= Pediatric endocrinology =

Medical subspecialty

Pediatric endocrinology (British: Paediatric) is a medical subspecialty dealing with disorders of the endocrine glands, such as variations of physical growth and sexual development in childhood, diabetes and many more.

By age, pediatric endocrinologists, depending upon the age range of the patients they treat, care for patients from infancy to late adolescence and young adulthood.

The most common disease of the specialty is type 1 diabetes, which usually accounts for at least 50% of a typical clinical practice. The next most common problem is growth disorders, especially those amenable to growth hormone treatment. Pediatric endocrinologists are usually the primary physicians involved in the medical care of infants and children with intersex disorders. The specialty also deals with hypoglycemia and other forms of hyperglycemia in childhood, variations of puberty, as well other adrenal, thyroid, and pituitary problems. Many pediatric endocrinologists have interests and expertise in bone metabolism, lipid metabolism, adolescent gynecology, or inborn errors of metabolism.

Most pediatric endocrinologists in North America and many from around the world can trace their professional genealogy to Lawson Wilkins, who pioneered the specialty in the pediatrics department of Johns Hopkins School of Medicine and the Harriet Lane Home in Baltimore between the late 1940s and the mid-1960s.

== Professional training ==
In the United States and Canada, pediatric endocrinology is a subspecialty of the American Board of Pediatrics or the American Osteopathic Board of Pediatrics, with board certification following fellowship training. It is a relatively small and primarily cognitive specialty, with few procedures and an emphasis on diagnostic evaluation.

Training for pediatric endocrinology consists of a 3-year fellowship following completion of a 3-year pediatrics residency. The fellowship, and the specialty, are heavily research-oriented and academically based, although less exclusively now than in past decades.

== Professional organizations ==
The principal North American professional association was originally named the Lawson Wilkins Pediatric Endocrine Society, now renamed the Pediatric Endocrine Society. Other longstanding pediatric endocrine associations include the European Society for Paediatric Endocrinology, the British Society for Paediatric Endocrinology, the Australasian Paediatric Endocrine Group and the Japanese Society for Pediatric Endocrinology.
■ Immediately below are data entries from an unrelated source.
PR #333, opened 2023-11-14
Integration testing ideas

ChaoticWalrus:
Marking this as a draft initially.
Combines some cleanup of low-level deployment + helper functionality, and some ~scaffolding of ideas around abstract-ifying users.

Adding some thoughts after making a few more commits:

- I feel like it would be ~quite annoying to set up, and create perhaps a bit of a learning curve for using/writing tests, _but_ am feeling like this level of abstraction is closer to the “right” level, and that it would ultimately help to make our tests more modular + clearer, with more consistent (if redundant) checks on system properties + behavior.
- The present implementation stores everything in memory, which is just...super slow. We probably want to switch to using storage instead if we decide to go this route.
- This is also using a kind of awkward syntax at the moment -- it would be nice if we could support syntax like `Staker.updateState()` or `Staker.deposit(strategies, shares, withdrawer)` instead -- perhaps we should make 'Staker' a contract type instead of just a struct.
- my intuition is that this level of abstraction does not work the best when we want to check that reversion occurs. maybe a good, compatible solution is out there though.

Update (as of https://github.com/Layr-Labs/eigenlayer-contracts/pull/333/commits/674473377b8a68381a353aa7a17dae980accad50):
This now uses storage and abstracts users (a Staker and/or Operator) into a "User" contract. Feels better to me, at least.

### DIFF
--- a/src/test/Delegation.t.sol
+++ b/src/test/Delegation.t.sol
@@ -145,10 +145,9 @@ contract DelegationTests is EigenLayerTestHelper {
         _testDelegation(operator, staker, ethAmount, eigenAmount);
 
         (IStrategy[] memory strategyArray, uint256[] memory shareAmounts) = strategyManager.getDeposits(staker);
-        uint256[] memory strategyIndexes = new uint256[](strategyArray.length);
 
         // withdraw shares
-        _testQueueWithdrawal(staker, strategyIndexes, strategyArray, shareAmounts, staker /*withdrawer*/);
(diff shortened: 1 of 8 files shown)


ChaoticWalrus:
Update: planning on scrapping the bulk of this, will probably transform this PR into just a bit of a "cleanup" PR.

ChaoticWalrus:
closing this as stale. we sync'd on what makes sense here and got that done instead.

PR #335, opened 2023-11-16
wip: integration test framework

wadealexc:
See `integration/README.md` for notes on what's going on and how to use this framework.


src/test/integration/IntegrationBase.t.sol
```diff
@@ -0,0 +1,367 @@
...
+    }
+
+    function _newOperator() internal returns (User, IStrategy[] memory, uint[] memory) {
+        (User operator, IStrategy[] memory strategies, uint[] memory tokenBalances) = _randUser();
+        
+        operator.registerAsOperator();
+        // TODO - deposit into strats
+
+        assert_HasUnderlyingTokenBalances(operator, strategies, tokenBalances, "_newOperator: failed to award token balances");
+        assertTrue(delegationManager.isOperator(address(operator)), "_newOperator: operator should be registered");
```
ChaoticWalrus, line 37: could have a variant that changes the order of registering as an operator and depositing?
we can also add an `assert_HasOperatorShares` at the end 😄

src/test/integration/IntegrationBase.t.sol
```diff
@@ -0,0 +1,367 @@
...
+                tokenBalance = address(user).balance;
+            } else {
+                tokenBalance = strat.underlyingToken().balanceOf(address(user));
+            }
+
+            assertEq(expectedBalance, tokenBalance, err);
+        }
+    }
+
+    function assert_HasNoUnderlyingTokenBalance(User user, IStrategy[] memory strategies, string memory err) internal {
```
ChaoticWalrus, line 75: should this just call `assert_HasUnderlyingTokenBalances` with an array of zeroes? little opportunity for de-duping

src/test/integration/IntegrationBase.t.sol
```diff
@@ -0,0 +1,367 @@
...
+        uint prevQueuedWithdrawals = _getPrevCumulativeWithdrawals(staker);
+
+        assertEq(prevQueuedWithdrawals + withdrawals.length, curQueuedWithdrawals, err);
+    }
+
+    function assert_Snap_IncreasedTokenBalances(
+        User staker,
+        IERC20[] memory tokens,
+        uint[] memory addedTokens,
+        string memory err
```
ChaoticWalrus, line 236: I am feeling like perhaps some singlet versions of these functions make sense, but that feels like it could also be overkill to implement before trying out actually using these a bit more

src/test/integration/IntegrationBase.t.sol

Professional associations of the specialty continue to proliferate.

== Controversial treatment guidelines ==
In 2021, the Pediatric Endocrine Society offered updated recommendations for use of growth-promoting hormone therapy and related medications in children. The Guidelines for Growth Hormone and Insulin-Like Growth Factor-1 Treatment in Children and Adolescents were updated from 2003 and reflect the continuing controversy over how to diagnose, categorize and treat growth failure in children. The guideline was developed following the GRADE approach (Grading of Recommendations, Assessment, Development, and Evaluation).

In 2021, the Pediatric Endocrine Society released a position statement in support of Gender Affirming Care (GAC). In it the society states, "Puberty suppression and/or gender-affirming hormone therapy is recommended within this evidence-based approach on a case-by-case basis as medically necessary and is potentially lifesaving." This position is at odds with the position of England's National Health Service (NHS) which maintains that evidence for puberty blockers and hormone treatment for gender transition wholly is inadequate, and has decided to stop routine prescribing of puberty blockers.